7.6 Question Deleted.
7.7 Hope Creek EPU License Amendment Request, Attachment 10, Matrix 5, under flood protection states that the Hope Creek flooding analysis determined that CPPU may result in flood level increases of up to 36 percent in certain areas but that the equipment in the affected areas has been previously analyzed for wetting and submergence.
Section 8.1 of the PUSAR states "Hope Creek has sufficient capacity to handle added liquid increases required, i.e., it can collect and process the drain fluids. The drainage systems backflow at maximum flood levels and infiltration of radioactive water into non-radioactive water drains do not change as a result of CPPU a) Provide a listing of the areas that have changes in the flood level, what equipment is affected in those areas, and why the effect does not impact plant safety.
b) Do the maximum flood levels and the infiltration of radioactive water into non-radioactive water drains considered in section 8.1 of the PUSAR consider the flood level increases of up to 36% described in Attachment 10, Matrix 5? If not, what are the effects of the increase in flood level?
7.8 PUSAR Section 6.4.1.1.2 states that diesel generator loads remain unchanged for a LOCA, and Section 6.1.1 states that the existing emergency power system is adequate.
UFSAR Section 9.5.4 states "The standby diesel generator (SDG) fuel oil storage and transfer system provides onsite storage for at least 7 days of operation to all SDGs as they operate at their full operating loads as described in SDG loading calculation E-9(Q)."
Explain how the proposed power uprate will affect the SDG loading sequence and the duration of the SDG loads for postulated accident conditions, and describe the impact that this will have on the SDG fuel oil inventory that is required to support seven days of SDG operation. Explain how the required inventory is assured by the existing Technical Specification requirements, including consideration of usable fuel oil storage tank volume and measurement uncertainties.
- 8) SG Tube Integrity & Chem. Eng Br (CSGB) 8.1 Section 3.11 of the PUSAR states that there are slight changes in Reactor Water Cleanup (RWCU) system operating conditions due to a decrease in inlet temperature and increase in operating pressure. Please provide the magnitude of these changes.
8.2 Section 3.11 of the PUSAR concludes that at power uprate conditions the RWCU system will perform adequately at the present flow rate. Please discuss the aspects of the system that were evaluated and the parameters evaluated to reach this conclusion (for example, the effects of changes in temperature, pressure, chemistry, and flow rate on heat exchanger heat transfer and materials).
8.3 According to PUSAR Section 3.11, the concentration of iron in the reactor water is expected to increase from 16 ppb to 19 ppb, but that this is within the design chemistry limits and does not affect performance of the RWCU system. Please discuss the remaining margin between the expected iron level and the design limit.

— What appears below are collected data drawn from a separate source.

PR #3895, opened 2019-05-31
Make weight calculator use line_item.final_weight_volume rather than variant.weight

### LINKED ISSUE #3661: Shipping fee "per kg" are not updated when real weight is captured
## Description
As a manager I have created a product "cheese (kg)" with a variant 1kg and a variant 0.5kg (500g).
When my customers order, they can then choose if they want 3kg, 1,5kg, etc.
The customer will pay a transport fee which is per kg based.

When the pieces of cheese are received, there is always a gap between ordered and delivered, as you can't be precise when you cut a piece of cheese ! 
So the manager when giving the cheese to the customer adjust the real weight in BOM. The price is automatically adjusted.

BUT the shipping fee which is per kg based is not...
Even if I try to go into the order and click on "update and recalculate fees", nothing changes.

## Expected Behavior
If there is a per kg shipping fee, if the weight of the order is changed, the fee should change accordingly.

## Actual Behaviour
It doesn't.

## Steps to Reproduce
1. Make sure you have a product "per kg" and a shipipng method fee "per kg"
2. Order that product.
3. In BOM page, change the weight, see the price changing, and save.
4. Go to the order, you see the shipping fee is unchanged. You can try to update and recalculate fee, nothing change.

## Animated Gif/Screenshot
Product for the test:
Capture du 2019-03-27 15-13-32
Order with 10ct shipping fee per kg
Capture du 2019-03-27 15-14-09
In BOM before changing volume:
Capture du 2019-03-27 15-14-54
After:
Capture du 2019-03-27 15-15-11
Unchanged shipping fee:
Capture du 2019-03-27 15-15-59

## Context
Reported by a user.

## Severity
The workaround is to capture a manual adjustment for every single order, which isn't an acceptable workaround. Only one user is concerned in France for now so I think it's reasonable to keep the severity to s3 and see with that user how they can handle...

## Your Environment

* Version used: 1.29
* OFN Platform instance where you discovered the bug, and which version of the software they are using. French production

## Possible fix
Calculate on g based and not kg based the fee ?

luisramos0:
This is for cases where the final weight is set manually in the BOM

#### What? Why?

Closes #3661 

Re 3661, the fees are being recalculated, the problem is that the manual weight was not being picked up.
The weight calculator for fees was always using the variant weight, the fixed value. When the final weight is set by the seller on the BOM, that value is stored in the line_item.final_weight_volume field, the weight calculator is now using that value if it is present.

#### What should we test?
We need to verify all cases where the weight calculator is used.

Make sure the issue is fixed and shipping fees are updated when final weight volume is updated in the BOM.
This should be tested for the simple case where variant unit is weight but also for variants where unit is items or volume: in these cases, the fees should be calculated based on the variant weight field that can be found when editing a variant even when unit is volume for example. The test is: update the weight of a volume based variant, add the variant to the order and make sure the weight based shipping fee is correctly calculated based on that weight, then, go to BOM and change the final weight volume and check the shipping fee is also correctly calculated. (I tested this and it worked in staging UK).

#### Release notes
Changelog Category: Fixed
Manual weight values introduced by the seller in the backoffice are now picked up when calculating fees by weight based calculators.

### DIFF
--- a/app/models/calculator/weight.rb
+++ b/app/models/calculator/weight.rb
@@ -18,11 +18,16 @@ module Calculator
 
     def total_weight(line_items)
       line_items.sum do |line_item|
-        if line_item.final_weight_volume.present?
-          line_item.final_weight_volume / 1000
-        else
-          (line_item.variant.andand.weight || 0) * line_item.quantity
-        end
+        line_item_weight(line_item)
+      end
+    end
+
+    def line_item_weight(line_item)
+      if line_item.final_weight_volume.present?
+        # Divided by 1000 because grams is the base weight unit and the calculator price is per_kg
+        line_item.final_weight_volume / 1000
+      else
+        (line_item.variant.andand.weight || 0) * line_item.quantity
       end
     end
   end
--- a/app/models/calculator/weight.rb
+++ b/app/models/calculator/weight.rb
@@ -13,7 +13,7 @@ module Calculator
 
     def compute(object)
       line_items = line_items_for object
-      total_weight(line_items) * preferred_per_kg
+      (total_weight(line_items) * preferred_per_kg).round(2)
     end
 
     private
--- a/app/models/calculator/weight.rb
+++ b/app/models/calculator/weight.rb
@@ -13,7 +13,13 @@ module Calculator
 
     def compute(object)
       line_items = line_items_for object
-      total_weight = line_items.sum { |li| ((li.variant.andand.weight || 0) * li.quantity) }
+      total_weight = line_items.sum do |line_item|
+        if line_item.final_weight_volume.present?
+          line_item.final_weight_volume / 1000
+        else
+          ((line_item.variant.andand.weight || 0) * line_item.quantity)
+        end
+      end
       total_weight * preferred_per_kg
     end
   end
--- a/app/models/calculator/weight.rb
+++ b/app/models/calculator/weight.rb
@@ -16,6 +16,8 @@ module Calculator
       total_weight(line_items) * preferred_per_kg
     end
 
+    private
+
     def total_weight(line_items)
       line_items.sum do |line_item|
         line_item_weight(line_item)
@@ -23,6 +25,7 @@ module Calculator
     end
 
     def line_item_weight(line_item)
+      return 0 if line_item.variant.product.andand.variant_unit != 'weight'
       if line_item.final_weight_volume.present?
         # Divided by 1000 because grams is the base weight unit and the calculator price is per_kg
         line_item.final_weight_volume / 1000
--- a/app/models/calculator/weight.rb
+++ b/app/models/calculator/weight.rb
@@ -13,14 +13,17 @@ module Calculator
 
     def compute(object)
       line_items = line_items_for object
-      total_weight = line_items.sum do |line_item|
+      total_weight(line_items) * preferred_per_kg
+    end
+
+    def total_weight(line_items)
+      line_items.sum do |line_item|
         if line_item.final_weight_volume.present?
           line_item.final_weight_volume / 1000
         else
-          ((line_item.variant.andand.weight || 0) * line_item.quantity)
+          (line_item.variant.andand.weight || 0) * line_item.quantity
         end
       end
-      total_weight * preferred_per_kg
     end
   end
 end
--- a/app/models/calculator/weight.rb
+++ b/app/models/calculator/weight.rb
@@ -45,6 +45,9 @@ module Calculator
       end
     end
 
+    #  Example: 2 (line_item.quantity) wine glasses of 125mL (line_item.variant.unit_value)
+    #    Customer ends up getting 350mL (line_item.final_weight_volume) of wine
+    #      that represent 2.8 (quantity_implied_in_final_weight_volume) glasses of wine
     def quantity_implied_in_final_weight_volume(line_item)
       (1.0 * line_item.final_weight_volume / line_item.variant.unit_value).round(3)
     end
--- a/app/models/calculator/weight.rb
+++ b/app/models/calculator/weight.rb
@@ -26,13 +26,7 @@ module Calculator
 
     def line_item_weight(line_item)
       if line_item.final_weight_volume.present?
-        if line_item.variant.product.andand.variant_unit == 'weight'
-          # Divided by 1000 because grams is the base weight unit and the calculator price is per_kg
-          line_item.final_weight_volume / 1000.0
-        else
-          final_units = (1.0 * line_item.final_weight_volume / line_item.variant.unit_value).round(3)
-          weight_per_variant(line_item) * final_units
-        end
+        weight_per_final_weight_volume(line_item)
       else
         weight_per_variant(line_item) * line_item.quantity
       end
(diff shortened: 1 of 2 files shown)


luisramos0:
ahaha, yes! it feels weird I am not just fixing specs in the 2-0-stable branch 🤣

luisramos0:
interesting Kristina.
the original weight calculator uses variant.weight, this field is not updated for volumes and items.
so, the calculator as is will return zero for volumes and items.
I think we can keep that behaviour, so I am adding a clause to the method for that.

kristinalim:
@luisramos0 I think [this line](https://github.com/openfoodfoundation/openfoodnetwork/blob/a783f4609a1e1485bda25877ce8997c4a9b8e647/app/models/spree/variant_decorator.rb#L116) updating `Spree::Variant#weight` is only to sync the weight of the variant with its unit value when the unit type is weight? When the unit type is not weight, the user can specify the weight at the variant form (not Bulk Edit Product page).

luisramos0:
ah, nice one Kristina, I didnt see that part of this puzzle 🙄 
Following from that, I see that although variant.weight can be set (for products in volume or items), when the order is created, the line_item.final_weight_volume (maybe that's why it's called _volume) is not populated from that weight field but from the unit_value (which is the volume when product is on volume). [here](https://github.com/openfoodfoundation/openfoodnetwork/blob/a783f4609a1e1485bda25877ce8997c4a9b8e647/app/models/spree/line_item_decorator.rb#L167)

I think it's better to leave this logic above as is with volume populating final_weight_volume.

So, I think the current code in this PR is ok as is. Do you see a better alternative?

app/models/calculator/weight.rb
```diff
@@ -13,8 +13,25 @@ def self.description
...
+    private
+
+    def total_weight(line_items)
+      line_items.sum do |line_item|
+        line_item_weight(line_item)
+      end
+    end
+
+    def line_item_weight(line_item)
+      return 0 if line_item.variant.product.andand.variant_unit != 'weight'
```
luisramos0: hi @kristinalim from slack you said:
"I think it's not valid to consider 0 weight for items that are not using weight as the unit type."

can you add more details? maybe I can investigate further.

kristinalim: @luisramos0 The use case I was thinking of is this: You have a 1L variant, which may or may not be 1kg in weight. The shop supports weight-based shipping, so they set the "Weight" in the variant form to 1.2kg.

With this guard clause, this line item would have 0 weight when calculating shipping, which should not be the case.

This is what I see the calculation would look like:

```
actual_quantity_of_variant = 1.0 * final_units_per_variant / total_units_per_variant
actual_kg_per_variant = actual_quantity_of_variant * kg_per_variant
```

luisramos0: sorry @kristinalim I am not sure I follow.
can you clarify what these values are? final_units_per_variant and total_units_per_variant
are you not repeating what's already done in line_item.calculate_final_weight_volume and line_item.unit_value?

I understand that we need to calculate weight even if line_item.variant.product.andand.variant_unit != 'weight'

So, I think that if variant_unit is volume or items but final_weight_volume is not present, we can still just use 
line_item.variant.andand.weight.
so, the only condition to change would be when variant_unit != weight and final_weight_volume.present?

something like this:
```suggestion
      if line_item.final_weight_volume.present?
            if line_item.variant.product.andand.variant_unit == 'weight'
                  # Divided by 1000 because grams is the base weight unit and the calculator price is per_kg
                  line_item.final_weight_volume / 1000
            else
                  line_item.final_weight_volume
            end
      else
        (line_item.variant.andand.weight || 0) * line_item.quantity
      end
```

what do you think?

kristinalim: Sorry @luisramos0 if there is something I do not understand correctly or I missed something.

Let us use these examples for a 3 L variant with 2.5 kg weight:

* Variant `unit_value`: 3 (L)
* Product `variant_unit`: volume
* Product `variant_unit_scale`: 1.0
* Variant weight: 2.5 (kg)

And weight-based shipping costing $6 per kg.

If I order 7 units of the variant, the shipping fee should be $105:

```
7 pc * (2.5 kg / pc) * ($6 / kg)
# => 105
```

This order sets "Final Weight/Volume" to 21. If the admin changes this value to 22 (as in 22 L), the code above would change recalculate the fee to $132:

```
22 L * ($6 / kg)
```

When it should be $110:

```
22 L * (2.5 kg / 3 L) * ($6 / kg)
```

I will post another comment with suggested code change.

kristinalim: I wanted to verify the logic, and ended up with a full commit. :joy:

@luisramos0 Please take a look here: https://github.com/kristinalim/openfoodnetwork/commit/e1fce8304d1c4cc5da1c5708e0a79c8e3bc449d4 I added specs testing how `final_weight_volume` is handled for "weight", "volume", and "items", and have updated the calculator as well. Let me know if that makes sense.

Because of the division performed for "volume" and "items" variants, I also added `.round(3)` to the fee calculation: https://github.com/kristinalim/openfoodnetwork/commit/0d6ba90ea1b5084b9efc087dc851833826354034

RachL:
@luisramos0 This PR is since early June in Code review. May I asked what's left? Is it blocked by anything?

luisramos0:
This is not blocked since last week. I now need to validate and incorporate Kristina's solution 🏅 
I will do that this week.

luisramos0:
ok, I have integrated Kristina's changes and separated the code in smaller methods.

@kristinalim can you please approve and move to test ready? thank you!

app/models/calculator/weight.rb
```diff
@@ -26,13 +26,7 @@ def total_weight(line_items)
...
     def line_item_weight(line_item)
       if line_item.final_weight_volume.present?
-        if line_item.variant.product.andand.variant_unit == 'weight'
-          # Divided by 1000 because grams is the base weight unit and the calculator price is per_kg
-          line_item.final_weight_volume / 1000.0
-        else
-          final_units = (1.0 * line_item.final_weight_volume / line_item.variant.unit_value).round(3)
-          weight_per_variant(line_item) * final_units
-        end
+        weight_per_final_weight_volume(line_item)
```
kristinalim: Nice cleanup!

luisramos0:
I am going to temporarily remove this from katuma staging so I can investigate #4111

lin-d-hop:
When I tested this updated the weight of the order in Orders -> Edit Orders everything worked fine. I was able to update the weight and the variable weight Shipping Cost updated correctly.

I then tried to update the weight of the order within the BOM. The resulting weight update would not save. This has not been happening in other testing so I suspect that it might be related to this PR.

Screenshot from 2019-08-23 10-59-55


Back to In Dev.

luisramos0:
@lin-d-hop in the edit order page we can only edit quantity, is that what you mean by "updated the weight of the order in Orders -> Edit Orders everything worked fine. I was able to update the weight and the variable weight Shipping Cost updated correctly."

or am I missing something?

luisramos0:
re the BOM, the first test I did was to go to stg FR and do the test with whatever is there and I get the same error. so, probably not specific to this PR. I'lll investigate further now.

luisramos0:
I dont understand what's going on in staging FR... but it's happening without this PR, so not related.

I staged this in staging UK and it's looking good. I improved "What should we test?" above.

Ready for testing.

RachL:
I believe this one is good to go!

Testing notes: https://docs.google.com/document/d/1fT_3ZjfRmankxpmKHtACoJ00TQsz4JdXO1tz29HKUck/edit#

luisramos0:
tough one, 3 months... we did it 🎉 
this completes the original TOP 5 S3 bugs epic :-)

8.4 PUSAR Sections 3.11 and 4.1.3 state that some containment isolation valves have reduced operating margins but remain capable of performing their isolation function.
Please discuss how the operating margin is reduced by the proposed power uprate and by how much.
8.5 According to Section 3.11 of the PUSAR, the proposed power uprate would cause an increase in the filter/demineralizer backwash frequency. Please discuss the amount of the increase relative to the capacity for processing liquid and solid radwaste.
8.6 According to NRC Regulatory Guide 1.183, the analysis release duration for a LOCA is 30 days, and a pH greater than 7 will prevent iodine re-evolution. The suppression pool pH analysis provided to the staff in 2001, which was part of a request to use an alternate source term, was performed for a power level of 3458 MWth. Please discuss whether the pH analysis bounds conditions at the proposed EPU power level of 3840 MWth. If the previously analysis does not bound the proposed EPU conditions, please provide an updated evaluation showing the suppression pool pH will be greater than 7 for the 30-day LOCA period.